[Data items]
§ §
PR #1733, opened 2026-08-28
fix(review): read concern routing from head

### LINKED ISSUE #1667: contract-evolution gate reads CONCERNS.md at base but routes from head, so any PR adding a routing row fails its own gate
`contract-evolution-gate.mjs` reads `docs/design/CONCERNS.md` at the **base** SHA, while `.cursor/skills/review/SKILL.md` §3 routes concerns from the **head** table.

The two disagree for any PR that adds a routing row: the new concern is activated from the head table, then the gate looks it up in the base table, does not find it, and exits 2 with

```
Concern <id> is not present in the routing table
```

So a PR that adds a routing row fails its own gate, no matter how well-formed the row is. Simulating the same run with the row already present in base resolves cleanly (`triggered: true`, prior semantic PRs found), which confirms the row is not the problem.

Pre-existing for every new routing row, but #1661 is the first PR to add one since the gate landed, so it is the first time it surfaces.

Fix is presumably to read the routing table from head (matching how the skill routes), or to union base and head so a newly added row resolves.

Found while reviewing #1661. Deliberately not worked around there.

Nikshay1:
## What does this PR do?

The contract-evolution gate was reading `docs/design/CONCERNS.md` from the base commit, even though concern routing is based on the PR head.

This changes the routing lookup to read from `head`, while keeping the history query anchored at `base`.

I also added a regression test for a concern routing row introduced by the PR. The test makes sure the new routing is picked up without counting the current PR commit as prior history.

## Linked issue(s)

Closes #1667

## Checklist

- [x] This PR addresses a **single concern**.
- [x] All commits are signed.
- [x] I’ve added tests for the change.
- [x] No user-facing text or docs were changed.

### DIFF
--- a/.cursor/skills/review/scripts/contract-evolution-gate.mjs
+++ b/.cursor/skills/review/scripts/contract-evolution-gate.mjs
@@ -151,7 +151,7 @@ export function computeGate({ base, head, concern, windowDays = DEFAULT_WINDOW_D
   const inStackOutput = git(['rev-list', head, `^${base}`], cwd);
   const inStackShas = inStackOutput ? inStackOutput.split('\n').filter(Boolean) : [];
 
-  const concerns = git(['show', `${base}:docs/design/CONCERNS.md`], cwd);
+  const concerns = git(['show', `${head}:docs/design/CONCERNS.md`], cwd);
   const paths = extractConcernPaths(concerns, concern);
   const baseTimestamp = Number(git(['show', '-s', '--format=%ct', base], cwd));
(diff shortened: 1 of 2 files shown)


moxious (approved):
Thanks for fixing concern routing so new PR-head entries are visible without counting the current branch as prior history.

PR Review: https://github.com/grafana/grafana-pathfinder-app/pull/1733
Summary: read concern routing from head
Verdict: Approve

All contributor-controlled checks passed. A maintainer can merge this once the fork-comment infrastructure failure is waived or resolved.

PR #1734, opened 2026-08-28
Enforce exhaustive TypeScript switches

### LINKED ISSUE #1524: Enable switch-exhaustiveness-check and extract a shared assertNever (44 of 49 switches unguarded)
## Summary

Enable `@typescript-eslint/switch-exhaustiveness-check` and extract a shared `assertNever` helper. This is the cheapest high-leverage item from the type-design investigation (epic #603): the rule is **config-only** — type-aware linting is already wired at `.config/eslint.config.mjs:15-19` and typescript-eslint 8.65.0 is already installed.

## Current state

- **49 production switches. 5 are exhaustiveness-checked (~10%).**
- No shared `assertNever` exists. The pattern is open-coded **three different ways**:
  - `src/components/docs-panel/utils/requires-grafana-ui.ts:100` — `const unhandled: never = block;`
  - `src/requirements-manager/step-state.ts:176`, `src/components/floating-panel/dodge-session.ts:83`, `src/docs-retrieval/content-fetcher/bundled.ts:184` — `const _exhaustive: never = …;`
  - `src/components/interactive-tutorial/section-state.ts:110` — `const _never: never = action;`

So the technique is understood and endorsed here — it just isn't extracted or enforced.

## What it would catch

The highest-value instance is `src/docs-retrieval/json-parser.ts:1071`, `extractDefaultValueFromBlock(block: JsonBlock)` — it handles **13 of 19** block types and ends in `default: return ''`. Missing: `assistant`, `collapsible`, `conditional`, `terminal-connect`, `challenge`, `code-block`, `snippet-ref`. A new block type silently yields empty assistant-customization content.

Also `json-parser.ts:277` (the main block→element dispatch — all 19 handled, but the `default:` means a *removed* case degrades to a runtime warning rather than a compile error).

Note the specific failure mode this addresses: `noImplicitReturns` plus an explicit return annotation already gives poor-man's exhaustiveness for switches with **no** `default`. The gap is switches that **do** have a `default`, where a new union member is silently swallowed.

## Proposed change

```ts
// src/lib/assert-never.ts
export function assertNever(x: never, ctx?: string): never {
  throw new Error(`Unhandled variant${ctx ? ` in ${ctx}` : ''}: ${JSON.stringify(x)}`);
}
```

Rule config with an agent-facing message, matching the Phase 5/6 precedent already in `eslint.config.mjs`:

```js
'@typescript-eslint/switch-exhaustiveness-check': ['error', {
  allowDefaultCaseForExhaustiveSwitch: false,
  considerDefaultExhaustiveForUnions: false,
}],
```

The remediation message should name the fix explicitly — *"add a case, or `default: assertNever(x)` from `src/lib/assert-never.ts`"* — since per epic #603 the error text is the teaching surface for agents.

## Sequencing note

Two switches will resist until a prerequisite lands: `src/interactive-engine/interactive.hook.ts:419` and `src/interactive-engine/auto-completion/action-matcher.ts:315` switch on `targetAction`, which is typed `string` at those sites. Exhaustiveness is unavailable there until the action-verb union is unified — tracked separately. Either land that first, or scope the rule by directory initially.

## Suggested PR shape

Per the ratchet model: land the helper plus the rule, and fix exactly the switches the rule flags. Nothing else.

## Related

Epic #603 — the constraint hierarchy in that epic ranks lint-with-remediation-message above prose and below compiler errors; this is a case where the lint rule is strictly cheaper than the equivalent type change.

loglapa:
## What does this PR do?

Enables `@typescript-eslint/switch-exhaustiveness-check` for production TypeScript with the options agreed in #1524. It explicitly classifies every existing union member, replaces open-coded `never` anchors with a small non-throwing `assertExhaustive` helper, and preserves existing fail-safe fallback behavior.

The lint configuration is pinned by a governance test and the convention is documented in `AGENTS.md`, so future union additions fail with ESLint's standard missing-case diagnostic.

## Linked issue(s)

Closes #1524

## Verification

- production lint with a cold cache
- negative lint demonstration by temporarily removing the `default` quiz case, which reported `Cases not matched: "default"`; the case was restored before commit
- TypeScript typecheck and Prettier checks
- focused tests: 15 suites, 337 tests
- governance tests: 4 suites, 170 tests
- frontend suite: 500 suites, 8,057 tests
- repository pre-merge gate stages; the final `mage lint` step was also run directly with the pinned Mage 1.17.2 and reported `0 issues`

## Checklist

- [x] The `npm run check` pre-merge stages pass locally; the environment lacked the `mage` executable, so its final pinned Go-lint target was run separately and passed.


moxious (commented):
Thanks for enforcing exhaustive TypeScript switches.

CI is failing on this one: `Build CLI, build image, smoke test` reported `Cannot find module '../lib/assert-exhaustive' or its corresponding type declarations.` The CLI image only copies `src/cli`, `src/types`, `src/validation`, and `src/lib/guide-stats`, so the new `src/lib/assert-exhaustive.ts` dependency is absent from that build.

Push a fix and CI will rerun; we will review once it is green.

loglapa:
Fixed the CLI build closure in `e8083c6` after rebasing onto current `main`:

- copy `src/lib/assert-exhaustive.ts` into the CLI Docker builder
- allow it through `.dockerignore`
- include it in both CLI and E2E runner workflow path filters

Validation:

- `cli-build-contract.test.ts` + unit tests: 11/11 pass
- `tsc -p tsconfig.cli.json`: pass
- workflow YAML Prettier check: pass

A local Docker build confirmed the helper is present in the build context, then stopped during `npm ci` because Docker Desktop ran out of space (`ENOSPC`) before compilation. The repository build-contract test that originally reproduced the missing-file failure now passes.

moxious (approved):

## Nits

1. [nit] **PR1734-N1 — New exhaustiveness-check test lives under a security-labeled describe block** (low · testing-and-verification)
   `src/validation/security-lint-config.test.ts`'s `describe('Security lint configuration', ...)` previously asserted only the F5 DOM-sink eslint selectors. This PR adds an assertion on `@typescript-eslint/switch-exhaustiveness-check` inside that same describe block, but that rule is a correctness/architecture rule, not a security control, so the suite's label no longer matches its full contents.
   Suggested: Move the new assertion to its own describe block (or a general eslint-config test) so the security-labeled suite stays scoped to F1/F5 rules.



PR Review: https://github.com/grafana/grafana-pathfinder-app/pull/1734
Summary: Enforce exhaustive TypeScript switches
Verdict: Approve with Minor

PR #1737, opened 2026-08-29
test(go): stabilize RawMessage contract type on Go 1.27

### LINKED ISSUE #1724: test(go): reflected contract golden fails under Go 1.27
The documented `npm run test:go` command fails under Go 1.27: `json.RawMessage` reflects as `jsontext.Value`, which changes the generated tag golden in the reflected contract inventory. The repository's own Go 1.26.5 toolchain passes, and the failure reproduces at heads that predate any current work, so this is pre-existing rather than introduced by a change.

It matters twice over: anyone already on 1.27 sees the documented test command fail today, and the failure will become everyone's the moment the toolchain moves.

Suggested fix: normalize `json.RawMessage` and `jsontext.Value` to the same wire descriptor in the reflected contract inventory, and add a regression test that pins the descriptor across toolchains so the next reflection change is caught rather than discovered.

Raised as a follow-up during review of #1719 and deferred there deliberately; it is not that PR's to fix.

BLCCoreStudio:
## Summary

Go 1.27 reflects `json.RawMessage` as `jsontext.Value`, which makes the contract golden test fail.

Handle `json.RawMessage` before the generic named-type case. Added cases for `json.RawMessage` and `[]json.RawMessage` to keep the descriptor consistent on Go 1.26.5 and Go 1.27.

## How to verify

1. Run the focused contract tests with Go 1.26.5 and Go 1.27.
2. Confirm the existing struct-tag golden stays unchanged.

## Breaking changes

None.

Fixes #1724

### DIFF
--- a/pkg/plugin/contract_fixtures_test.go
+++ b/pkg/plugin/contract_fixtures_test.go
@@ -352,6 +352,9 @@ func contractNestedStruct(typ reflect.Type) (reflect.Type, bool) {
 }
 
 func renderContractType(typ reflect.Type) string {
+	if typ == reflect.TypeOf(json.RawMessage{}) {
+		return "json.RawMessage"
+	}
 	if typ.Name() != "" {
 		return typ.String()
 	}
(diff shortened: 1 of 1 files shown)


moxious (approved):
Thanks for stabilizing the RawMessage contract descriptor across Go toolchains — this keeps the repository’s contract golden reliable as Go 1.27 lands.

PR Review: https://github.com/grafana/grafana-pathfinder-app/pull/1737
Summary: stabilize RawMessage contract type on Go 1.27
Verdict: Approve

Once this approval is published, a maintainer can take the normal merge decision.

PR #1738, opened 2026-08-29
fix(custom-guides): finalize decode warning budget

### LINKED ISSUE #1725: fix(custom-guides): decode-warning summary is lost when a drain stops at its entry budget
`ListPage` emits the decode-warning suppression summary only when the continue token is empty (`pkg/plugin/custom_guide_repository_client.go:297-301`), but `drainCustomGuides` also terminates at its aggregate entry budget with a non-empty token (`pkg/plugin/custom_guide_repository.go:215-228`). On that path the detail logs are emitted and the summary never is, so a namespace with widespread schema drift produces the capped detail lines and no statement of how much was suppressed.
§ §
• _Assignment_
Once you find the line with "## What it would catch" in the entries above, output it and each line after it up to and including the line with "Epic #603 —", and nothing else.

• _Result for this exercise_
## What it would catch

The highest-value instance is `src/docs-retrieval/json-parser.ts:1071`, `extractDefaultValueFromBlock(block: JsonBlock)` — it handles **13 of 19** block types and ends in `default: return ''`. Missing: `assistant`, `collapsible`, `conditional`, `terminal-connect`, `challenge`, `code-block`, `snippet-ref`. A new block type silently yields empty assistant-customization content.

Also `json-parser.ts:277` (the main block→element dispatch — all 19 handled, but the `default:` means a *removed* case degrades to a runtime warning rather than a compile error).

Note the specific failure mode this addresses: `noImplicitReturns` plus an explicit return annotation already gives poor-man's exhaustiveness for switches with **no** `default`. The gap is switches that **do** have a `default`, where a new union member is silently swallowed.

## Proposed change

```ts
// src/lib/assert-never.ts
export function assertNever(x: never, ctx?: string): never {
  throw new Error(`Unhandled variant${ctx ? ` in ${ctx}` : ''}: ${JSON.stringify(x)}`);
}
```

Rule config with an agent-facing message, matching the Phase 5/6 precedent already in `eslint.config.mjs`:

```js
'@typescript-eslint/switch-exhaustiveness-check': ['error', {
  allowDefaultCaseForExhaustiveSwitch: false,
  considerDefaultExhaustiveForUnions: false,
}],
```

The remediation message should name the fix explicitly — *"add a case, or `default: assertNever(x)` from `src/lib/assert-never.ts`"* — since per epic #603 the error text is the teaching surface for agents.

## Sequencing note

Two switches will resist until a prerequisite lands: `src/interactive-engine/interactive.hook.ts:419` and `src/interactive-engine/auto-completion/action-matcher.ts:315` switch on `targetAction`, which is typed `string` at those sites. Exhaustiveness is unavailable there until the action-verb union is unified — tracked separately. Either land that first, or scope the rule by directory initially.

## Suggested PR shape

Per the ratchet model: land the helper plus the rule, and fix exactly the switches the rule flags. Nothing else.

## Related

Epic #603 — the constraint hierarchy in that epic ranks lint-with-remediation-message above prose and below compiler errors; this is a case where the lint rule is strictly cheaper than the equivalent type change.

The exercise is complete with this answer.